§ **DIRECTIONS FOR THIS TASK**
Go through the records below and return each line that has "folder" in it.

(EXERCISE INPUTS Opens)

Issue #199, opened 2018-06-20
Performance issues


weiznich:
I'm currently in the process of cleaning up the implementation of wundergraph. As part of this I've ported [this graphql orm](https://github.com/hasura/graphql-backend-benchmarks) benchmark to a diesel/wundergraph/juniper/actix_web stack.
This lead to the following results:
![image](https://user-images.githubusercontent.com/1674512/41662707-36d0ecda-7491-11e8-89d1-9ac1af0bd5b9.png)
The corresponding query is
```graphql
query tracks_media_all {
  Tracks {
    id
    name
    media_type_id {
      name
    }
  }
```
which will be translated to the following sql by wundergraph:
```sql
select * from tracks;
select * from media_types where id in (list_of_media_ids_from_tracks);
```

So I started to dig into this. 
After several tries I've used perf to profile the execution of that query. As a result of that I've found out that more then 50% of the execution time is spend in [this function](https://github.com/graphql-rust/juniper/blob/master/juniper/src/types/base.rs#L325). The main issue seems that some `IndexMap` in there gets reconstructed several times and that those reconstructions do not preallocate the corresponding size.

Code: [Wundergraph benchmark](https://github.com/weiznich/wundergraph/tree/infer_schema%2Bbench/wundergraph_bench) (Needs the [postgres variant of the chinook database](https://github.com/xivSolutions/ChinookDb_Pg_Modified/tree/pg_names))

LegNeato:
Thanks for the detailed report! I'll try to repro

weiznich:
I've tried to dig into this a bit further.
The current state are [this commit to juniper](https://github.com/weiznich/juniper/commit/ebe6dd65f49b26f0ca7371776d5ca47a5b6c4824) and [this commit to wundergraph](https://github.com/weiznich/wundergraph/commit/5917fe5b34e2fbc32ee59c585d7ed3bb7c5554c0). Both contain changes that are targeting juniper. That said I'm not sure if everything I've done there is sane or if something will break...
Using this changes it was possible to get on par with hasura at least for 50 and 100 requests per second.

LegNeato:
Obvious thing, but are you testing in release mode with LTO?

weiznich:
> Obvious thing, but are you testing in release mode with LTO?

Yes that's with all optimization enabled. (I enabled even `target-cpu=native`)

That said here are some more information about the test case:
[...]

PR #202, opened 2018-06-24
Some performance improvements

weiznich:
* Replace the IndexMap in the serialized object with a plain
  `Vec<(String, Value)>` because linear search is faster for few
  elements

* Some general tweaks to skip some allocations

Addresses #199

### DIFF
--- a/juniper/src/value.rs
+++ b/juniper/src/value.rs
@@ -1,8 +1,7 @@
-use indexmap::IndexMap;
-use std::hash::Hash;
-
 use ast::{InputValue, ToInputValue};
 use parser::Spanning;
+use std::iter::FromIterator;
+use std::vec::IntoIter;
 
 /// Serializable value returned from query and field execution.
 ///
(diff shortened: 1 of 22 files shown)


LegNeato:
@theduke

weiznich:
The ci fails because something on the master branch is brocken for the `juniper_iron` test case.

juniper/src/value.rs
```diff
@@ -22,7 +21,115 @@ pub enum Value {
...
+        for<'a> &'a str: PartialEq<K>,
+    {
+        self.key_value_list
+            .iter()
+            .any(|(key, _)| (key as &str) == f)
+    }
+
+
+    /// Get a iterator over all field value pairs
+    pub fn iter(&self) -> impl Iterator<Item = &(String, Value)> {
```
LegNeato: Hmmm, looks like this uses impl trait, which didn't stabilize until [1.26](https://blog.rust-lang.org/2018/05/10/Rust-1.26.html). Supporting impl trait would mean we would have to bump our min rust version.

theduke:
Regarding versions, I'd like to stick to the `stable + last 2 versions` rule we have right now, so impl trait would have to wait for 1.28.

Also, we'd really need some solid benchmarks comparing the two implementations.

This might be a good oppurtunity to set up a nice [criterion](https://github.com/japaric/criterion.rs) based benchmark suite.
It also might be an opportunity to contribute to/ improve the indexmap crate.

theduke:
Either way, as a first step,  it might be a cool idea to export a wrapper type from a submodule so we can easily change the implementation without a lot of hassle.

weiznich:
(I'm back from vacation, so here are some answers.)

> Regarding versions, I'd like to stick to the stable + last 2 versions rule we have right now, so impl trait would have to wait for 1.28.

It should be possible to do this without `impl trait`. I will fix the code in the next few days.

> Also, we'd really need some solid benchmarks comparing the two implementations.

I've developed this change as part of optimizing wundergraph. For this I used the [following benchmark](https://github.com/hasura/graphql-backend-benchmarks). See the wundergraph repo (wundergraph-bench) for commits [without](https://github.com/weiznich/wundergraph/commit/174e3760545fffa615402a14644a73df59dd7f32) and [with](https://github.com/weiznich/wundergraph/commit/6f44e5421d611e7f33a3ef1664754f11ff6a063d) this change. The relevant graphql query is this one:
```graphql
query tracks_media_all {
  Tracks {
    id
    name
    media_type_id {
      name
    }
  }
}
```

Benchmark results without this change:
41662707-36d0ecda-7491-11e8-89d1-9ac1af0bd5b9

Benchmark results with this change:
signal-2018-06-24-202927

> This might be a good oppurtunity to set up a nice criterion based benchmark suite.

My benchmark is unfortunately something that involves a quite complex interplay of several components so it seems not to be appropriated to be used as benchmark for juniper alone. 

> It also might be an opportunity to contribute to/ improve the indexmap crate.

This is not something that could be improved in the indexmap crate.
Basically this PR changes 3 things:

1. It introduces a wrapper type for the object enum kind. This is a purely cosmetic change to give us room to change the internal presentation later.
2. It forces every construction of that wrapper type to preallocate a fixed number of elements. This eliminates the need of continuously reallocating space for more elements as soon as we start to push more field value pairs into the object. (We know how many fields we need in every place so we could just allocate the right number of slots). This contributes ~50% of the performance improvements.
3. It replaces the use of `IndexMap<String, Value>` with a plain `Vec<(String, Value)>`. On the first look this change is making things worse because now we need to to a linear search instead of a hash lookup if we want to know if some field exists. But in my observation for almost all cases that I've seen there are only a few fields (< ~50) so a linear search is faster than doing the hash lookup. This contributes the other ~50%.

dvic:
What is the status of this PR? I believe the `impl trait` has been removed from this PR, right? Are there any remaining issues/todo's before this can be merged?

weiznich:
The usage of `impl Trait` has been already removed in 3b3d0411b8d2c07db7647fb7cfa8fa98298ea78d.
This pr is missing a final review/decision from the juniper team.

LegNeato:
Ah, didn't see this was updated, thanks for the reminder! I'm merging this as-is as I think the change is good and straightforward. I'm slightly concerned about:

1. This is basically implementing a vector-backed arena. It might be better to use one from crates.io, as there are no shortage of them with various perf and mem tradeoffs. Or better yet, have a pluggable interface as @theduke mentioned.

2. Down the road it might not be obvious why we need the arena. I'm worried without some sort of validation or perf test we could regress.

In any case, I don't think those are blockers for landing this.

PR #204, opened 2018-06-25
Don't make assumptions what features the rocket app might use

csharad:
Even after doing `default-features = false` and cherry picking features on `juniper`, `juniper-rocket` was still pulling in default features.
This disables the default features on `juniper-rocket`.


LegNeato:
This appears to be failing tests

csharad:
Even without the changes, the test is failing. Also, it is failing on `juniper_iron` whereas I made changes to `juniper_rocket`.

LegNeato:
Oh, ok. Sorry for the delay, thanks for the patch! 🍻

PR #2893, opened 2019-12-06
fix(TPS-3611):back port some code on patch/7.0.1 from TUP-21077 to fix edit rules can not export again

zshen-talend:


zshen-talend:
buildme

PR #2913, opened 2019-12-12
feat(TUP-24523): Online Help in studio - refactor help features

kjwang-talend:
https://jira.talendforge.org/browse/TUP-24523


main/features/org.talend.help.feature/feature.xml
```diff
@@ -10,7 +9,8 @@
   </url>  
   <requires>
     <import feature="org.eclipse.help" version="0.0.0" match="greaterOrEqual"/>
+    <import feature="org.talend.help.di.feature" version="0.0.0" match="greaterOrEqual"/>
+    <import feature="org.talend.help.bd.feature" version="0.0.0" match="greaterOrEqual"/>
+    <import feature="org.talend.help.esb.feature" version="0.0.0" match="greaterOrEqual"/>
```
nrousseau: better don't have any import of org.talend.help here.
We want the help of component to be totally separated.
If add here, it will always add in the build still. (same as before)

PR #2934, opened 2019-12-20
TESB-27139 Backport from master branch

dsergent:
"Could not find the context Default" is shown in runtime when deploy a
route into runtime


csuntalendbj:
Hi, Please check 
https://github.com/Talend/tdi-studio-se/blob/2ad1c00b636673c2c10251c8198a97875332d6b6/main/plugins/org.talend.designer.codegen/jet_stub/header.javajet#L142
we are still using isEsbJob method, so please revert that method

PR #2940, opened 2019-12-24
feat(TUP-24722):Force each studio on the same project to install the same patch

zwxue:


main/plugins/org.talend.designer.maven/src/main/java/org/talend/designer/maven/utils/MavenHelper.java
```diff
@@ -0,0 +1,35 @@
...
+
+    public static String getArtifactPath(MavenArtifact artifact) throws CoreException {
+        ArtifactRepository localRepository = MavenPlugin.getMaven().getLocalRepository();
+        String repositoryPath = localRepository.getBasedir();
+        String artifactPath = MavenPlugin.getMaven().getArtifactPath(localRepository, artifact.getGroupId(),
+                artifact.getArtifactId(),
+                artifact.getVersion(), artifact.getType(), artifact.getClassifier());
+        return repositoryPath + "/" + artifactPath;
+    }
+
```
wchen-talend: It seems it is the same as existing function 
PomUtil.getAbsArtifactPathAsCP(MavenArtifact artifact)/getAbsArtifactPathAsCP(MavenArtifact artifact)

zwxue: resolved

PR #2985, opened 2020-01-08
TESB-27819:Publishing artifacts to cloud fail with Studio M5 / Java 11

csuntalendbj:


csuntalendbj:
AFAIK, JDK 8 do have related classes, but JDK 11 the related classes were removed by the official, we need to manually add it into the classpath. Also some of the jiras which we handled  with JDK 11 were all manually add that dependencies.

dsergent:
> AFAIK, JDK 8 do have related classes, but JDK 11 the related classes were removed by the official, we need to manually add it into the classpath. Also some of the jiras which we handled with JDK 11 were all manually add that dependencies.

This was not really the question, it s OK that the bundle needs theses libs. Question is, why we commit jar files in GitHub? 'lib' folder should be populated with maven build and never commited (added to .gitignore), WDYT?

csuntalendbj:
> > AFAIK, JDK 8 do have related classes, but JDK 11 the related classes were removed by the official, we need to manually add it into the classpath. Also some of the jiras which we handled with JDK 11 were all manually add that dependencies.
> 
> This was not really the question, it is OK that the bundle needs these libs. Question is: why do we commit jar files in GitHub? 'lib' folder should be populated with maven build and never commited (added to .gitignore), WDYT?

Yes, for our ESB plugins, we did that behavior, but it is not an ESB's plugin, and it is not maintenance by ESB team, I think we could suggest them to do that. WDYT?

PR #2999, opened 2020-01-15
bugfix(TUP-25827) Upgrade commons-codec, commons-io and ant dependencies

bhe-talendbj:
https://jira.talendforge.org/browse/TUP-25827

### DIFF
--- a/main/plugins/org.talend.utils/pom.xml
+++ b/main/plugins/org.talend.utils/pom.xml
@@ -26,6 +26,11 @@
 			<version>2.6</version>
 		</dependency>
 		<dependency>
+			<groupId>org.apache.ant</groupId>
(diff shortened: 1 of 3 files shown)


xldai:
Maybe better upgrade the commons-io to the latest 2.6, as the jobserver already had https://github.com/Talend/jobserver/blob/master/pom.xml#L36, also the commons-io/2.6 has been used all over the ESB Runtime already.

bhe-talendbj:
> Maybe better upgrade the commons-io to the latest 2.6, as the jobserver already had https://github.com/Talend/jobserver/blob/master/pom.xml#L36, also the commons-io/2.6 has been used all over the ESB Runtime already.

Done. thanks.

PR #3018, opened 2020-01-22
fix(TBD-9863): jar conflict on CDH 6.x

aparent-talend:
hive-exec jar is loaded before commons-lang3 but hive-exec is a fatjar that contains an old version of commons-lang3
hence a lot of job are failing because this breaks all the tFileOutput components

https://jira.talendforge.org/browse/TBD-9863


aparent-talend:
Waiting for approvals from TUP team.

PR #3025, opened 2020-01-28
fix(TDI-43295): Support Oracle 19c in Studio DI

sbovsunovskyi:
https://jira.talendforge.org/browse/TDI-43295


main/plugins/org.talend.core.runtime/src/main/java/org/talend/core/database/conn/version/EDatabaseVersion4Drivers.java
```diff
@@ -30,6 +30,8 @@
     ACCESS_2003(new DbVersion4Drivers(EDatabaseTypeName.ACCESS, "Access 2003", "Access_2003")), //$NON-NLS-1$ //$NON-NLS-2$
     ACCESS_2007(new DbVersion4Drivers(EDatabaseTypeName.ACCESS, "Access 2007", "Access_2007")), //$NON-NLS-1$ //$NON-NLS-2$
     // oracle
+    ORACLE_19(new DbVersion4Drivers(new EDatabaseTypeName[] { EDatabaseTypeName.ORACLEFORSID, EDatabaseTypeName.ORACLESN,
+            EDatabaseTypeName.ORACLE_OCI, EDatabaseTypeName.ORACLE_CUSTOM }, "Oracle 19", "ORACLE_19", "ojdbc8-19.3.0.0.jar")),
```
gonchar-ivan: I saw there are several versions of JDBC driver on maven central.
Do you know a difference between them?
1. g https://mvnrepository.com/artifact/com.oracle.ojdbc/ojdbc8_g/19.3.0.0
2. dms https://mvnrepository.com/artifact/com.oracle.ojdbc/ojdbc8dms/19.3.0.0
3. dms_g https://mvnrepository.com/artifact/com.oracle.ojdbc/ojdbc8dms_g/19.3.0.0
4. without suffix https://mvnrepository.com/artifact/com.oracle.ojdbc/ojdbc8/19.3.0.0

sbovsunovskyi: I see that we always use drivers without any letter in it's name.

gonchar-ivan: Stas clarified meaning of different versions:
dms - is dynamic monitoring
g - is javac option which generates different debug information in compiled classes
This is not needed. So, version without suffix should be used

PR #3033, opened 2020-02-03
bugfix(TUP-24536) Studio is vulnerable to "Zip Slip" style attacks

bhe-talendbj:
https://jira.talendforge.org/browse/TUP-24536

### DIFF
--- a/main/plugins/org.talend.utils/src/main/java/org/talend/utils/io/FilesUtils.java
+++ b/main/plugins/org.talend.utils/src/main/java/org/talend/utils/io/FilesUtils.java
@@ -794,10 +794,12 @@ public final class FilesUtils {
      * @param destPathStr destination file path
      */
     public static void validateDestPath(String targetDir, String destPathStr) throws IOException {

(EXERCISE INPUTS Closes)

§ **OUTPUT OF THE TASK**
This was not really the question, it s OK that the bundle needs theses libs. Question is, why we commit jar files in GitHub? 'lib' folder should be populated with maven build and never commited (added to .gitignore), WDYT?
> This was not really the question, it is OK that the bundle needs these libs. Question is: why do we commit jar files in GitHub? 'lib' folder should be populated with maven build and never commited (added to .gitignore), WDYT?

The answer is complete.